## Problem statement
Report only how many lines in the material contain "following".

## Entries shown
Issue #740, opened 2024-06-21
I2C Transaction Implementation Possibly Not According to Specification?


fko-kuptec:
First of all, sorry for the many edits. I unfortunately hit [Ctrl+Enter] for a newline, but instead created an unfinished issue. Now it is done. 😅

The specification of the new [`I2c::transaction`](https://docs.rs/embedded-hal/latest/embedded_hal/i2c/trait.I2c.html#tymethod.transaction) method does not directly mention this, but to me it would make sense to not send a `SAD+R/W` between multiple consecutive `Write` operations. The [current implementation](https://github.com/atsamd-rs/atsamd/blob/master/hal/src/sercom/i2c/impl_ehal.rs#L29), however, does that. Is this just an oversight or on purpose?

## Specification

    Execute the provided operations on the I2C bus.
    
    Transaction contract:
    - Before executing the first operation an ST is sent automatically. This is followed by SAD+R/W as appropriate.
    - Data from adjacent operations of the same type are sent after each other without an SP or SR.
    - Between adjacent operations of a different type an SR and SAD+R/W is sent.
    - After executing the last operation an SP is sent automatically.
    - If the last operation is a `Read` the master does not send an acknowledge for the last byte.
    
    - `ST` = start condition
    - `SAD+R/W` = slave address followed by bit 1 to indicate reading or 0 to indicate writing
    - `SR` = repeated start condition
    - `SP` = stop condition

## Example

```rust
fn write_register(slave_address: u8, register_address: u8, data: &[u8]) -> Result<(), Error> {
    let mut ops = [
        Operation::Write(&[register_address]),
        Operation::Write(data),
    ];
    
    i2c.transaction(slave_address, &mut ops);
}
```

As far as I could find out, this API call would produce with the current implementation the following sequence on the bus:

```
ST SAD+W [register_address] SP ST SAD+W [data] SP
```

I, however, would expect the following:

```
ST SAD+W [register_address] [data] SP
```

If this is indeed not intended behaviour, I could probably fix it and create a pull request. 😊

jbeaurivage:
Closed via #741

PR #741, opened 2024-06-21
Make I2C transactions continuous according to specification (#740)

fko-kuptec:
# Summary
Changes the implementation of the [`ehal::i2c::I2c::transaction`](https://docs.rs/embedded-hal/latest/embedded_hal/i2c/trait.I2c.html#tymethod.transaction) method to match the specification. The corresponding issue is #740.

I would be thankful if someone could have a look at it, to make sure that it now actually matches the specified behaviour. My code seems works now, but I might have misunderstood something.

# Checklist

### DIFF
--- a/hal/CHANGELOG.md
+++ b/hal/CHANGELOG.md
@@ -1,5 +1,6 @@
 # Unreleased Changes
 
+- Fix I2C transaction to be as continuous as possible according to `embedded-hal` specification
 - Allow configuring USB clock with `GenericClockController` on atsamd11
 - fix samd51j not having i2s support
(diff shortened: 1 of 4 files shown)


jbeaurivage:
Hi @fko-kuptec, I agree with what you said in #740. Let me check if this PR achieves that, I can potentially test with a logic analyzer some time next week.

fko-kuptec:
> Hi @fko-kuptec, I agree with what you said in #740. Let me check if this PR actually does achieve that, I can potentially test with a logic analyzer some time next week.

Thanke you 😊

## Result below
2